===== Provided entries

PR #17276, opened 2025-03-02
Switch from tcpdump to dumpcap

saiarcot895:
### Description of PR

Summary:
Fixes # (issue)

### Type of change

- [ ] Bug fix
- [ ] New Test case
- [ ] Test case improvement

### Back port request
- [ ] 202012
- [ ] 202205
- [ ] 202305
- [ ] 202311
- [ ] 202405
- [ ] 202411

This is (hopefully) more efficient on the system by being a single process (but multiple threads for each interface), and also stores information about which interface each packet was seen on. This also eliminates the need to run mergecap afterwards.

In addition, specify the snapshot length to 1514 bytes to optimize for "small" packets (small relative to the default snapshot length of 262144 bytes). Because libpcap is being used, which means a RX packet ring is being used, and the snapshot length directly relates to the number of packets that can be stored in the ring (assuming a fixed buffer size) before it needs to be processed. The largest packet that we care about capturing is less than 200 bytes, but use 1514 bytes as a conservative size.

For now, `capture_filtered.pcap` will still be a regular pcap file; if/when tshark is added to the PTF container, tshark can then be used for creating this file and still preserve interface information.

#### How did you do it?

Replace `tcpdump` with `dumpcap`.

Multiple iterations of advanced-reboot test case were run.

### DIFF
--- a/ansible/roles/test/files/ptftests/py3/advanced-reboot.py
+++ b/ansible/roles/test/files/ptftests/py3/advanced-reboot.py
@@ -1852,12 +1852,11 @@ class ReloadTest(BaseTest):
             sniff_filter (str): Filter that tcpdump will use to collect only relevant packets
         """
         try:
-            capture_pcap = ("/tmp/capture_%s.pcap" % self.logfile_suffix
-                            if self.logfile_suffix is not None else "/tmp/capture.pcap")
+            capture_pcap = ("/tmp/capture_%s.pcapng" % self.logfile_suffix
+                            if self.logfile_suffix is not None else "/tmp/capture.pcapng")
             subprocess.call(["rm", "-rf", capture_pcap])  # remove old capture
             self.kill_sniffer = False
             self.start_sniffer(capture_pcap, sniff_filter, wait)
-            self.create_single_pcap(capture_pcap)
             self.packets = scapyall.rdpcap(capture_pcap)
             self.log("Number of all packets captured: {}".format(len(self.packets)))
         except Exception:
@@ -1870,23 +1869,15 @@ class ReloadTest(BaseTest):
         """
         self.tcpdump_data_ifaces = [
             iface for iface in scapyall.get_if_list() if iface.startswith('eth')]
-        processes_list = []
+        process_args = ['dumpcap', '-w', pcap_path, '-f', tcpdump_filter, '-Z', 'none', '-s', '1514', '-t']
         for iface in self.tcpdump_data_ifaces:
-            iface_pcap_path = '{}_{}'.format(pcap_path, iface)
-            process = subprocess.Popen(
-                ['tcpdump', '-i', iface, tcpdump_filter, '-w', iface_pcap_path],
-                stdout=subprocess.DEVNULL,
-                stderr=subprocess.PIPE,
-                text=True
-            )
-            self.log('Tcpdump sniffer starting on iface: {}'.format(iface))
-            processes_list.append(process)
+            process_args += ['-i', iface]
 
-        for proc in processes_list:
-            while True:
-                line = proc.stderr.readline()
-                if not line or 'listening on' in line:
-                    break
+        process = subprocess.Popen(process_args, stdout=subprocess.DEVNULL, stderr=subprocess.DEVNULL)
+        self.log('Dumpcap sniffer started')
+
+        while not os.path.exists(pcap_path):
+            time.sleep(1)
 
         # Unblock waiter for the send_in_background.
         self.sniffer_started.set()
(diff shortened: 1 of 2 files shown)


ansible/roles/test/files/ptftests/py3/advanced-reboot.py
```diff
@@ -1870,23 +1869,15 @@ def start_sniffer(self, pcap_path, tcpdump_filter, timeout):
...
-            while True:
-                line = proc.stderr.readline()
-                if not line or 'listening on' in line:
-                    break
+            process_args += ['-i', iface]
+
+        process = subprocess.Popen(process_args, stdout=subprocess.DEVNULL, stderr=subprocess.DEVNULL)
+        self.log('Dumpcap sniffer started')
+
+        while not os.path.exists(pcap_path):
```
Ryangwaite, line 1879: Is there a risk here that if `dumpcap` fails then `pcap_path` will never get created and the test will get stuck in this while loop?

saiarcot895: Good catch. Added some handling for it.

ansible/roles/test/files/ptftests/py3/advanced-reboot.py
```diff
@@ -1870,23 +1869,24 @@ def start_sniffer(self, pcap_path, tcpdump_filter, timeout):
         """
         self.tcpdump_data_ifaces = [
             iface for iface in scapyall.get_if_list() if iface.startswith('eth')]
-        processes_list = []
+        process_args = ['dumpcap', '-w', pcap_path, '-f', tcpdump_filter, '-Z', 'none', '-s', '1514', '-t']
```
vaibhavhd, line 1872: ` '-Z', 'none'`  - why do we now care about privileges in this change?

`'-s', '1514'` - this tightly limits the data per packet to capture. Will this lead to any misses now or in future? Can this be programmatically calculated using the logic which generates the packets? So that change in one place do not break the test?

vaibhavhd: `'-t'` - timing data is often useful. Will this really suppress the timing per packet?

ansible/roles/test/files/ptftests/py3/advanced-reboot.py
```diff
@@ -1870,23 +1869,24 @@ def start_sniffer(self, pcap_path, tcpdump_filter, timeout):
...
-                if not line or 'listening on' in line:
-                    break
+            process_args += ['-i', iface]
+
+        process = subprocess.Popen(process_args, stdout=subprocess.DEVNULL, stderr=subprocess.DEVNULL)
+        self.log('Dumpcap sniffer process started')
+
+        pcap_existence_check_limit = 10
+        pcap_existence_check_count = 0
+        while not os.path.exists(pcap_path) and pcap_existence_check_count < pcap_existence_check_limit:
```
vaibhavhd, line 1881: This is 10s timeout? Will that really be enough? Will the file be generated as soon as 1st packet is captured?

We start sniffer before sender. So there is a chance that sniffer won't capture anything before sender is started, and lead to terminate called prematurely?

ansible/roles/test/files/ptftests/py3/advanced-reboot.py
saiarcot895: Dumpcap arguments are slightly different than tcpdump. `-Z none` is not related to privileges at all.

The version of `dumpcap` that we have in the PTF container will block for some amount of time because it gets information about each interface from libpcap first (at least, I think that's what it's doing, similar to the 15-second delay in #17280); the amount of time it's blocked is about 1-2 seconds per interface. This means for 32 interfaces, it might block for 30-60 seconds. I've noticed, however, that when calling `tshark` to do the packet capture, the capture starts immediately, even though it's calling the `dumpcap` binary. However, it is calling it with `-Z none`, which is a hidden option in dumpcap that tells it to run in a `capture_child` mode, where some other process is calling it. This is described more in https://github.com/wireshark/wireshark/blob/master/dumpcap.c#L5174-L5227. With this flag, there's almost no delay, and the output on stdout is changed to machine readable output instead of human-readable output (which we don't care about either way).

The `-s 1514` flag captures only the first 1514 bytes of a packet, but the largest packets we care about capturing here are about 140 bytes, so we have almost 1000 bytes of buffer room. It is possible to programmatically calculate it, but that requires a bit more logic with regards to communicating that information from the packet generation function to this function.

ansible/roles/test/files/ptftests/py3/advanced-reboot.py
saiarcot895: The file is created before any packets are captured; it's created when dumpcap is ready to capture packets. I think if we do see cases where it takes more than 10 seconds to start dumpcap, then that is an issue we need to investigate to see what is slowing things down.

vaibhavhd (approved):

vaibhavhd:
Please add cherry pick labels as needed.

==========

▶ [Task objective]: Taking the listing above as the source, transcribe only the lines starting at the line with "Fixes # (issue)" and going through the line with "This is (hopefully)", unaltered and with both ends included.

▶ [Expected output]:
Fixes # (issue)

### Type of change

- [ ] Bug fix
- [ ] New Test case
- [ ] Test case improvement

### Back port request
- [ ] 202012
- [ ] 202205
- [ ] 202305
- [ ] 202311
- [ ] 202405
- [ ] 202411

This is (hopefully) more efficient on the system by being a single process (but multiple threads for each interface), and also stores information about which interface each packet was seen on. This also eliminates the need to run mergecap afterwards.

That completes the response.